BEGIN

PR #177, opened 2026-08-24
fix(welcome): strike Mac, append Linux on the Cowork gate welcome screen

### LINKED ISSUE #174: Welcome screen greets Linux users with "Claude for Mac" (the darwin spoof leaks into the UI)
Signed out, the welcome screen on Linux reads **Claude *for* Mac**.

That's not the webapp being wrong — it's us. The heading picks its platform word from the app's own mac/linux/windows branch, and we spoof `process.platform` to `darwin` so the Cowork gate returns `supported`. The spoof does its job and then leaks one string into the UI. Un-spoofing isn't an option; that's the whole mechanism.

So it's a cosmetic artifact of the compatibility layer rather than an upstream bug, which is why I'm raising it here rather than letting it sit as folklore.

### What I'd propose rendering instead

> Claude *for* M̶a̶c̶ Linux

I want to make the case that the strikethrough is the *accurate* option, not just the cute one. Plain "Claude for Linux" would imply an official Linux build exists — which is precisely the thing this project is careful not to imply. The struck version states what's actually running: the Mac build, on Linux. It's self-documenting about what the repo does, and it costs one line.

(It also means the first thing a new user sees is a small, honest admission of what they've just installed, which felt more in keeping with the project than pretending.)

### How, and the part I'd want you to push back on

This has to be a DOM rewrite, not a bundle patch. I tried the bundle first and it doesn't work: the renderer is served live from `assets-proxy.anthropic.com`, and the bundled `resources/ion-dist` copy is a fallback this screen never loads. I confirmed that the hard way — planted a marker string in the local bundle, verified it reached the packed asar the running Electron had open, and watched it never render.

So the working version rewrites the rendered text from the existing `web-contents-created` hook in `frame-fix-wrapper.js`: walk text nodes, find one that is exactly `Mac` under a heading whose text is `Claude for Mac`, replace with `M̶a̶c̶ Linux`. U+0336 combining overlays keep it a plain string, so no JSX factory alias is involved and it survives minifier rotation.

**The mechanism is the bit I'd expect you to weigh, not the string.** Everything else in the repo patches a local bundle we control. This injects script into a renderer showing Anthropic's live web app, which is a new category for the project, and "we mutate their DOM" is a precedent you may simply not want — declining on that basis is completely reasonable and I won't re-litigate it.

Three limitations, so they're not discoveries later:

- **English-only.** The match needs literally `Claude for Mac`. Product names get localised elsewhere in the i18n resources (`"Abrir Claude para escritorio"`), so other locales almost certainly no-op. Correct failure mode, but a partial fix.
- **Per-navigation cost.** It runs on `dom-ready` and `did-navigate` and arms a `MutationObserver` on the document subtree. Small, but non-zero, for one string.
- **Coupled to someone else's markup.** If the heading's shape changes it silently stops working. It degrades to a no-op rather than breaking the page, which is the right direction, but it's still their markup.

### If you want it without the injection

A plain-text `Claude for Linux` in the bundled `ion-dist` fallback is *not* equivalent — that copy isn't what renders — so there's no cheap non-injection version of this. The honest alternatives are: take the DOM rewrite, gate it behind a pref for people who want it, or close this as working-as-intended and leave "Claude for Mac" as a known cosmetic wart worth a line in the README.

I've been running the DOM version locally on 1.26832.0 since 2026-08-07 with no side effects, and I'm happy to send it as a PR, put it behind a flag, or drop it entirely — genuinely no attachment to the outcome. Happy to post before/after screenshots if the idea has legs; not cluttering the thread with them up front.

chefboyrdave21:
Closes #174.

Signed out, the welcome heading reads "Claude for Mac" on Linux because it picks its platform word from the darwin spoof we present to the Cowork gate. Un-spoofing isn't an option since that's the whole mechanism, so this is a DOM rewrite rather than a bundle patch: the renderer for this screen is served live from `assets-proxy.anthropic.com`, and the bundled `resources/ion-dist` fallback never loads it (confirmed by planting a marker string there and watching it never render).

`buildMacLinuxRewriteScript()` walks text nodes for one that is exactly `Mac` under an ancestor (within 5 levels) whose trimmed text is `Claude for Mac`, and replaces it with `M̶a̶c̶ Linux` using U+0336 combining overlays. Wired into the existing Linux-only `dom-ready`/`did-navigate` handlers in `frame-fix-wrapper.js` (same block that already inserts the drag-region CSS fix), with a `MutationObserver` to reapply across SPA remounts.

Known limitations (also called out in the issue):
- English-only: matches the literal string `Claude for Mac`; other locales no-op.
- Small non-zero per-navigation cost (one DOM walk + an observer).
- Coupled to Anthropic's markup; degrades to a no-op (not a break) if the heading's shape changes.

Verification: `node -c` on the edited file, plus a standalone check that the generated script is valid JS, contains the match string, and that the strike-overlay helper produces `M̶a̶c̶` for `"Mac"`. No existing test in `tests/` covers this file's DOM-injection paths.

### DIFF
--- a/stubs/frame-fix/frame-fix-wrapper.js
+++ b/stubs/frame-fix/frame-fix-wrapper.js
@@ -602,6 +602,45 @@ function coworkSpaceRoute(targetUrl) {
   }
 }
 
+// Issue #174: the welcome screen's heading picks its platform word from the
+// darwin spoof we present to the Cowork gate, so signed-out Linux users see
+// "Claude for Mac". Un-spoofing isn't an option -- that's the whole
+// mechanism -- so this rewrites the rendered text node in place: strike
+// through "Mac" (U+0336 combining overlay, so it's a plain string survives
+// minifier rotation) and append "Linux". A MutationObserver reapplies it
+// across SPA navigation since the heading can remount.
+function buildMacLinuxRewriteScript() {
+  return [
+    '(function(){',
+    '  try {',
+    '    var STRIKE = "\\u0336";',
+    '    function struck(s) { return s.split("").join(STRIKE) + STRIKE; }',
+    '    function rewrite() {',
+    '      var walker = document.createTreeWalker(document.body, NodeFilter.SHOW_TEXT, null);',
+    '      var node;',
+    '      while ((node = walker.nextNode())) {',
+    '        if (node.nodeValue !== "Mac") continue;',
+    '        var el = node.parentElement, depth = 0;',
+    '        while (el && depth < 5) {',
+    '          if (el.textContent && el.textContent.trim() === "Claude for Mac") {',
+    '            node.nodeValue = struck("Mac") + " Linux";',
+    '            break;',
+    '          }',
+    '          el = el.parentElement;',
+    '          depth++;',
+    '        }',
+    '      }',
+    '    }',
+    '    rewrite();',
+    '    if (!window.__coworkMacLinuxObserver) {',
+    '      window.__coworkMacLinuxObserver = new MutationObserver(rewrite);',
+    '      window.__coworkMacLinuxObserver.observe(document.body, { childList: true, subtree: true, characterData: true });',
+    '    }',
+    '  } catch (e) {}',
+    '})();',
+  ].join('\n');
+}
+
 // Build the JS injected into the renderer to perform client-side navigation.
 // The route is JSON-encoded (never string-concatenated raw) so a hostile space
 // name/URL cannot break out of the string literal into executable code.
@@ -1428,9 +1467,11 @@ Module.prototype.require = function(id) {
         _appRef.on('web-contents-created', (_ev, contents) => {
           contents.on('dom-ready', () => {
             contents.insertCSS(_fixCSS).catch(() => {});
+            contents.executeJavaScript(buildMacLinuxRewriteScript()).catch(() => {});
           });
           contents.on('did-navigate', () => {
             contents.insertCSS(_fixCSS).catch(() => {});
+            contents.executeJavaScript(buildMacLinuxRewriteScript()).catch(() => {});
           });
           // Issue #147: convert a full-page navigation to a locally-created
           // Cowork space into an in-app SPA route change, so it loads from IPC


johnzfitch:
Adopted in #183, which carries your commit unchanged with authorship intact, plus one follow-up commit.

The rewrite itself is right and I didn't touch it — the tests I added confirm the same output against both revisions: `Claude for Mac` becomes `M̶a̶c̶ Linux`, and a bare `Mac` with no such ancestor is left alone. Finding that the screen is served live from `assets-proxy.anthropic.com` (and proving the bundled `ion-dist` fallback never loads it, with a planted marker) was the hard part, and it's what made a DOM rewrite the right shape instead of a bundle patch.

What the follow-up changes is cost, not correctness. The observer took `{ childList, subtree, characterData }` on `document.body` and ran a full-document `TreeWalker` in its callback. Those two together are the problem: `characterData` + `subtree` makes every streamed token a mutation record, and every record walked every text node in the document — quadratic in conversation length, for the life of the window. You flagged "small non-zero per-navigation cost" as a known limitation; I think it's larger than that reads, and it never disconnected, so a signed-in session kept paying it for a heading that had already stopped existing.

Bounded four ways in #183: disconnect on a successful rewrite, a 15s deadline for pages where the heading never appears, `childList` only (a remount inserts the heading as a subtree, which is a `childList` record), and a burst coalesced into one walk per frame. The tradeoff is now the other way round — a welcome screen that remounts mid-page with no navigation and after the deadline keeps its "Mac". A label, not a break.

Also worth noting: the early `return` when `document.body` is null. The original relied on the outer `try/catch`, which meant a `dom-ready` on a document with no body yet threw *past* the observer installation and left that page unwatched entirely.

Leaving this open so you can look at #183 first — close it whenever you're happy, or say the word if you'd rather take the observer fix into this branch yourself and land it here instead. Genuinely good catch on a bug most people would have shrugged at.

---

johnzfitch:
Closing as superseded: the adoption in #183 merged to master on 2026-08-30. Master carries your commit unchanged with authorship intact (bd23c03) plus the bounded-observer follow-up (a0d47f0, 890a878), and this branch now conflicts with master with nothing left in it that is not already landed. Thanks again for finding this one.

---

END

■ **What to do**
The expected result is every line above containing the string "append".

■ **Response box**
fix(welcome): strike Mac, append Linux on the Cowork gate welcome screen
+// minifier rotation) and append "Linux". A MutationObserver reapplies it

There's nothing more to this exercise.